• WORK TO BE COMPLETED
Repeat exactly the lines from the start of the records below through the line that contains "[Disclaimer: all references", including both.

• PROVIDED INFORMATION

___

PR #4116, opened 2023-03-13
Paste merged celled table

zurfyx:
Just adding copy-paste support

https://user-images.githubusercontent.com/193447/224838565-abc8f1f1-ac4f-4b56-b2cb-ee56813fa6db.mov

### DIFF
--- a/packages/lexical-table/src/LexicalTableCellNode.ts
+++ b/packages/lexical-table/src/LexicalTableCellNode.ts
@@ -58,12 +58,14 @@ export class TableCellNode extends DEPRECATED_GridCellNode {
   }
 
   static clone(node: TableCellNode): TableCellNode {
-    return new TableCellNode(
+    const tableNode = new TableCellNode(
       node.__headerState,
       node.__colSpan,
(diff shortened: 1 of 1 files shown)


thegreatercurve (approved):

packages/lexical-table/src/LexicalTableCellNode.ts
```diff
@@ -243,6 +245,10 @@ export function convertTableCellNodeElement(
       ? TableCellHeaderStates.ROW
       : TableCellHeaderStates.NO_STATUS,
   );
+  if (domNode instanceof HTMLTableCellElement) {
```
thegreatercurve, line 248: I think you might need to add `CAN_USE_DOM` here to guard against any server side rendering bugs.

zurfyx: This is part of `importDOM`, it should be safe from SSR no?

acywatson: headless tho

PR #4117, opened 2023-03-13
Fix tables Collab E2E

zurfyx:
The viewport problem seems to be flaky; but adding the same patch to the remaining tests that use the contextual menu should do the trick for now.

Eventually, we have to fix or delete the contextual menu.


acywatson (approved):

fantactuka (approved):
🚀

PR #4124, opened 2023-03-14
[RFC] Initial stage of refactor for React Native support

amyworrall:
[Disclaimer: all references to Lexical React Native should not be treated as a commitment!]

Lexical React Native will use a different reconciler to Lexical JS, as it will not have access to the DOM. In order to make Lexical Core able to work in both situations, I'm starting a refactor. I've created a thing that I call a "Frontend Adapter" (name TBC, please make suggestions if you think of something better!). Each editor possesses one `FrontendAdapter`, which can be passed in upon creation. We'll have separate Frontend Adapters for DOM, headless, and React Native (eventually).

The Frontend Adapters will (eventually) encapsulate anything that is different between the different platforms. For example, they'll be responsible for kicking off the reconciler; for storing state (e.g. the Root Element for DOM) that only applies to one platform; etc. For now, this is the very first step. Eventually, things like `window` won't be a public method on `FrontendAdapter`, because every bit of code that requires talking to the window will be encapsulated within the specific FrontendAdapter subclass, and the public methods will be at a higher abstraction level.

Questions for discussion:

* Is the name "Frontend Adapter" good? Or do you have a better idea?
* Should I be merging these PRs as I go, or should I wait a little bit? If the latter, it'll be harder for me to track the rest of the code as it is updated, of course.

### DIFF
--- a/package-lock.json
+++ b/package-lock.json
@@ -86,14 +86,6 @@
         "yarn": ">=1"
       }
     },
-    "eslint-plugin": {
-      "name": "eslint-plugin-lexical",
-      "version": "1.0.0",
-      "dev": true,
-      "peerDependencies": {
-        "eslint": ">=4.19.1"
-      }
-    },
     "node_modules/@algolia/autocomplete-core": {
       "version": "1.7.1",
       "resolved": "https://registry.npmjs.org/@algolia/autocomplete-core/-/autocomplete-core-1.7.1.tgz",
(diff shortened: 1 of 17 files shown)


thegreatercurve:
Closing this for the moment due to the PR becoming stale. Also, internally, we need to focus on other project for the moment before this becomes viable to be merged.

PR #4142, opened 2023-03-17
Update "Spread" to work better with overrided nodes

montlebalm:
Update the `Spread` helper to make overriding nodes easier.

Consider this example where `CustomListNode` extends `ListNode`:
```js
type SerializedCustomListNode = Spread<{
  type: "custom-list";
  version: 1;
}, SerializedListNode>

class CustomListNode extends ListNode {
  exportJSON(): SerializedCustomListNode {
    return {
      ...super.exportJSON(),
      type: "custom-list",
      version: 1,
    };
  }
}
```

Previously, the line `type: 'custom-list'` would throw the type error:
```
Type '"list_module"' is not assignable to type '"list"'
```

That made it difficult to override nodes as you'd need to either disable the type warning or else return `type: "list"` as expected by `SerializedListNode`.

### DIFF
--- a/packages/lexical/src/LexicalEditor.ts
+++ b/packages/lexical/src/LexicalEditor.ts
@@ -37,7 +37,7 @@ import {LineBreakNode} from './nodes/LexicalLineBreakNode';
 import {ParagraphNode} from './nodes/LexicalParagraphNode';
 import {RootNode} from './nodes/LexicalRootNode';
 
-export type Spread<T1, T2> = Omit<T2, keyof T1> & T1;
+export type Spread<T1, T2> = {[K in Exclude<keyof T1, keyof T2>]: T1[K]} & T2;
 
 export type Klass<T extends LexicalNode> = {
   // eslint-disable-next-line @typescript-eslint/no-explicit-any


thegreatercurve (commented):
This is what the Spread type used to be in #2434, but we changed it to use Omit to fix some unrelated type issues, shown in the PR. 

I think the easier fix is probably just to remove string literal types from the nodes and instead just use `string`.  

It's less typesafe, but we still have some decent runtime error handling around checking the node type.

acywatson:
>This is what the Spread type used to be in https://github.com/facebook/lexical/pull/2434, but we changed it to use Omit to fix some unrelated type issues, shown in the PR.

I think the easier fix is probably just to remove string literal types from the nodes and instead just use string.

It's less typesafe, but we still have some decent runtime error handling around checking the node type.

Also has the benefit of being a backwards compatible change - sorry @montlebalm - I forgot about that PR John linked when I recommended this fix.

thegreatercurve:
Closing in favour of #4143. I need to test it internally first to make sure it's not horrendously misguided, but this should fix your bug.

PR #4146, opened 2023-03-17
Color picker - fixes #4127

### LINKED ISSUE #4127: Bug: Color picker hex input impossible to use. Picker closes on input focus.
Attempting to input a hex color into the color picker immediately closes the color picker making it impossible to use.

Lexical version: Current

## Steps To Reproduce

Reproducible directly in [Lexical playground](https://playground.lexical.dev/)

1. Highlight text
2. Open color picker
3. Click hex input field

Tested and reproduced in Safari 16.2 /  Chrome 110.0.5481.77

HarrySIV:
This PR technically fixes #4127 the color picker closing immediately on color selection, including typing in the TextInput field, but there are a couple more issues here that could use fixing, I'm just not sure how to go about all of them.

1. It'd be nice if you could make the ::selection background clear so that you can see the color as it changes, but only while the color picker is open. I suppose I could do that with a useEffect hook and check if the picker isOpen or not, but I'm not exactly sure how to change the raw CSS for that. 
2. If you type in the hex code and accidentally type again, either hitting enter or something, it will replace the current selection with the key stroke. I'm not sure what the best way is to prevent that, but my first thought is don't allow the TextInput to autocomplete, instead require an enter keystroke or for the TextInput to lose focus in order to acknowledge the color change. 
I feel like that may be a big ask though.

### DIFF
--- a/packages/lexical-playground/src/ui/ColorPicker.tsx
+++ b/packages/lexical-playground/src/ui/ColorPicker.tsx
@@ -23,6 +23,7 @@ interface ColorPickerProps {
   color: string;
   children?: ReactNode;
   onChange?: (color: string) => void;
+  stopCloseOnClickSelf?: boolean;
   title?: string;
 }
 
@@ -52,6 +53,7 @@ export default function ColorPicker({
   children,
   onChange,
   disabled = false,
+  stopCloseOnClickSelf = true,
   ...rest
 }: Readonly<ColorPickerProps>): JSX.Element {
   const [selfColor, setSelfColor] = useState(transformColor('hex', color));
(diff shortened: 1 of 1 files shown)


zurfyx (approved):
Thanks! This makes sense to me but honestly I don't see the use case behind the `stopCloseOnClickSelf` property. Why would a dropdown ever close when you're clicking it? For example, I feel like the Insert and Align dropdowns we have do not have the correct behavior. That's a follow up item if you feel like fixing the remaining

HarrySIV:
I believe the default behavior for a lot of editors is to close the drop down on click, though I understand how someone who is editing might want to try out different looks before choosing one, and that having to constantly reopen the drop down menu can be annoying (I've been there). Or if they want to add like 5 horizontal rules.
Looking around at other color pickers, I see a lot of editors have an "ok" and "cancel" button that closes the drop down/modal and finalizes the change.
I can certainly go ahead and make the changes to insert and align items though.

___

• SOLUTION TO THE PROBLEM
PR #4116, opened 2023-03-13
Paste merged celled table

zurfyx:
Just adding copy-paste support

https://user-images.githubusercontent.com/193447/224838565-abc8f1f1-ac4f-4b56-b2cb-ee56813fa6db.mov

### DIFF
--- a/packages/lexical-table/src/LexicalTableCellNode.ts
+++ b/packages/lexical-table/src/LexicalTableCellNode.ts
@@ -58,12 +58,14 @@ export class TableCellNode extends DEPRECATED_GridCellNode {
   }
 
   static clone(node: TableCellNode): TableCellNode {
-    return new TableCellNode(
+    const tableNode = new TableCellNode(
       node.__headerState,
       node.__colSpan,
(diff shortened: 1 of 1 files shown)


thegreatercurve (approved):

packages/lexical-table/src/LexicalTableCellNode.ts
```diff
@@ -243,6 +245,10 @@ export function convertTableCellNodeElement(
       ? TableCellHeaderStates.ROW
       : TableCellHeaderStates.NO_STATUS,
   );
+  if (domNode instanceof HTMLTableCellElement) {
```
thegreatercurve, line 248: I think you might need to add `CAN_USE_DOM` here to guard against any server side rendering bugs.

zurfyx: This is part of `importDOM`, it should be safe from SSR no?

acywatson: headless tho

PR #4117, opened 2023-03-13
Fix tables Collab E2E

zurfyx:
The viewport problem seems to be flaky; but adding the same patch to the remaining tests that use the contextual menu should do the trick for now.

Eventually, we have to fix or delete the contextual menu.


acywatson (approved):

fantactuka (approved):
🚀

PR #4124, opened 2023-03-14
[RFC] Initial stage of refactor for React Native support

amyworrall:
[Disclaimer: all references to Lexical React Native should not be treated as a commitment!]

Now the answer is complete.